Déjà, les résultats de la première année de mise en œuvre du Pracas dans la vallée du fleuve Sénégal indiquent que 60.612 ha de riz ont pu être emblavés en 2014 avec un rendement moyen de plus de sept tonnes à l'hectare. On note également une production record de 431.000 tonnes de paddy. Soit une augmentation de 33 % de la production et une dynamique soutenue dans la transformation et la mécanisation. Le Fonds national de développement agro-sylvo-pastoral (Fndasp) est devenu, depuis 2013, une réalité dans le financement de l'agriculture au sens large du terme
Le pont sur le fleuve Gambie, un rêve en voie de se réaliser
Longtemps espéré par les Sénégalais, en particulier les Casamançais, le pont sur le fleuve Gambie avait fini par devenir une chimère pour certains, toujours annoncé mais jamais réalisé. C'est le début de la concrétisation, avec la pose de la première pierre, de l'ouvrage, en février dernier.
Une vieille doléance des populations du Sud du Sénégal est en train de se concrétiser depuis le 20 février 2015, jour où le Premier ministre, Mahammad Boun Abdallah Dionne, et la vice-présidente gambienne, Isatou Njie Seydi ont procédé à la pose de la première pierre du pont prévu sur le fleuve Gambie. Les présidents Léopold Sédar Senghor, Abdou Diouf et Abdoulaye Wade avaient œuvré pour l'érection de ce pont qui est considéré comme un ouvrage fondamental pour le désenclavement de la Casamance, mais en vain. C'est sous Macky Sall qu'un geste concret a été posé dans ce sens.

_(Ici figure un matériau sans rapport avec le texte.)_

PR #8094, opened 2025-07-28
Keybind to toggle between latest used tab.

buraksirma:
My workflow heavily depends on that keybinding, I feel like my code is quite hacky but it solves the problem I have. I use it on both linux and macos so I'm sure it works for both sides. I'm also sure that it works with mouse actions as well and movements / closure of tabs. If someone leads me I can try to improve the code quality.

It solves: #1844

### DIFF
--- a/include/ghostty.h
+++ b/include/ghostty.h
@@ -507,6 +507,7 @@ typedef enum {
   GHOSTTY_GOTO_TAB_PREVIOUS = -1,
   GHOSTTY_GOTO_TAB_NEXT = -2,
   GHOSTTY_GOTO_TAB_LAST = -3,
+  GHOSTTY_GOTO_TAB_LAST_USED = -4,
 } ghostty_action_goto_tab_e;
 
 // apprt.action.Fullscreen
--- a/macos/Sources/Features/Terminal/TerminalController.swift
+++ b/macos/Sources/Features/Terminal/TerminalController.swift
@@ -56,6 +56,9 @@ class TerminalController: BaseTerminalController, TabGroupCloseCoordinator.Contr
     /// This will be set to the initial frame of the window from the xib on load.
     private var initialFrame: NSRect? = nil
 
+    /// This is the last used tab window for tab switching
+    private weak var lastUsedTabWindow: NSWindow?
+
     init(_ ghostty: Ghostty.App,
          withBaseConfig base: Ghostty.SurfaceConfiguration? = nil,
          withSurfaceTree tree: SplitTree<Ghostty.SurfaceView>? = nil,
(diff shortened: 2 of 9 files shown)


phush0:
I am also for this PR, as it is very handy and needed function (left over from TMUX)

edit: working as expected under linux

jcollie:
I'm not going to comment much on the code, except to say that too many debug log statements were left in the PR. But you may want to redo this one and patch the `gtk-ng` app runtime instead. We are close to completely removing the old `gtk` app runtime so I doubt that anyone is going to review/accept this patch as-is.

pluiedev:
It also doesn't address the use case of cycling across *all* tabs in most-recently-used order as some have requested in the original thread. While this could work as a stop-gap patch for some users I'm not sure if we would want to accept this as-is.

phush0:
there should be option for LRU order as I don't want it, I want to jum trough two tabs only not all of them lile I can in TMUX and kitty

pluiedev:
Well this is why that discussion remains a *discussion* - we need to iron out exactly what the feature should include and how users should use it. As this currently stands there's no way to implement MRU order without undoing what this PR already does. 

Again, it's fine if this is a personal patch, but we do have certain standards for PRs that aim to be merged into Ghostty itself.

buraksirma:
It's a personal patch. It was holding me back from trying Ghostty daily, so I implemented it and posted it here. Anyone experiencing the same issue can apply this patch and utilize it. 

If there is an intention to implement this feature in Ghostty, which involves moving back and forth with the last active tab, I can also implement it for `gtk-ng`. Traversing in the recent tabs is not a feature I'm looking for; it's not a desired feature for me, which is why I didn't try to do anything on that part, and there was no decision for what to do at all.

pluiedev:
If it's a personal patch you should maintain it in your fork, which other people can already see anyway. A PR communicates an intent to merge changes upstream, and this is currently not up to our standards. Lots of other people have posted their own patches and forks inside discussions and that's great — but we cannot accept this as an upstream change that us maintainers have to deal with later on. As documented in our CONTRIBUTING.md, we do reserve the right to deny any PRs that we do not deem sufficiently suitable.

mitchellh:
Before anyone gets the wrong idea, I want to note I appreciate the PR. It's helpful to see even personal patches, so thank you for your time. We'll assess if this makes sense in its current form to include, but as noted we may have to defer back to the discussion if it isn't in the form we expect. Thanks. ❤️

paranoidPhantom:
I personally would love this feature. It seems to just make sense to have "LRU" as the default CTRL + TAB behavior 🤔.

freddong:
image
I think it's a common requirement, warp has this.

Selon le Premier ministre Dionne, « ce pont permettra aux deux pays de lever, ensemble, les obstacles matériels et immatériels des nombreux postes de contrôle, des longues et coûteuses procédures douanières avec des installations adaptées dans nos frontières ». Dans la même veine, Mme Seydi déclarait : « C'est une journée très importante. Le pont va renforcer les échanges entre les deux pays. La circulation sera plus fluide». L'ouvrage est financé par la Banque africaine de développement (Bad) pour un coût de 53,7 milliards de FCfa. Il est aussi prévu l'amélioration du passage transfrontalier dans cette enveloppe. Le pont, prévu sur une longueur de 942 mètres, sera livré dans moins de 36 mois. La Bad prévoit de financer la construction de 15 km de pistes rurales en Gambie et a promis d'appuyer le Sénégal et la Gambie dans les travaux de prolongement de la route reliant Farafégny et Keur Ayib.